I learned to use Unix in college—this was before Linux—but it felt a little mysterious. Clearly it was developed by really smart people, but what were the problems that motivated their design choices?

Some of these are widely repeated. For example, commands have terse names because you may have to transmit commands over a glacial 300 baud network connection.

OK, but why are there so many tools for munging text files, for example? That’s great if your job requires munging text files, but what about everything else. What I didn’t realize at the time was that nearly everything involves munging text files, or can be turned into a problem involving munging text files.

Working with data at the command line

There’s an old joke that Unix is user friendly, it’s just picky about who its friends are. I’d rephrase to say Unix makes more sense when you’re doing the kind of work the Unix developers were doing.

I was writing programs when I learned Unix, so some things about Unix made sense at the time. But I didn’t see the motivation for many of the standard command line tools until I started analyzing datasets years later. I thought awk was cool—it was the first scripting language I encountered—but it wasn’t until years later that I realized awk is essentially a command line spreadsheet. It was written for manipulating tabular data stored in text files.

Mythological scripts

Unix one-liners are impressive, but they can seem like a rabbit out of a hat. How would anyone think to do that?

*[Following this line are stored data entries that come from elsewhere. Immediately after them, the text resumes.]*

PR #1690, opened 2021-07-14
ConcordClient: TRC integration

robem:
This PR integrates the thin replica client into concord client. There is more to be done but with this change we got to play around with TRC initialization, using ConcordClientConfig, and subscribe/unsubscribe.
See commit messages for detail.

$> ./grpc_cli call localhost:1337 StreamEventGroups 'event_group_id:12'
connecting to localhost:1337

### DIFF
--- a/client/concordclient/src/concord_client.cpp
+++ b/client/concordclient/src/concord_client.cpp
@@ -35,13 +35,13 @@ void ConcordClient::send(const bft::client::WriteConfig& config,
 void ConcordClient::subscribe(const SubscribeRequest& request,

When you develop your own one liners, one piece at a time, they seem much more natural. You get a feel for how the impressive one-liners you see on display were developed incrementally. They almost certainly did not pop into the world fully formed like Athena springing from the head of Zeus.

Example: Voter registration data

Here’s an example. I was looking at Washington state voter registration data. There’s a file 20240201_VRDB_Extract.txt. What’s in there?

The first line of a data file often contains column headers. Looking at just the first few lines of a file is a perennial task, so there’s a tool for that: head. By default it shows the first 10 lines of a file. We just want to see the first line, and there’s an option for that: -n 1.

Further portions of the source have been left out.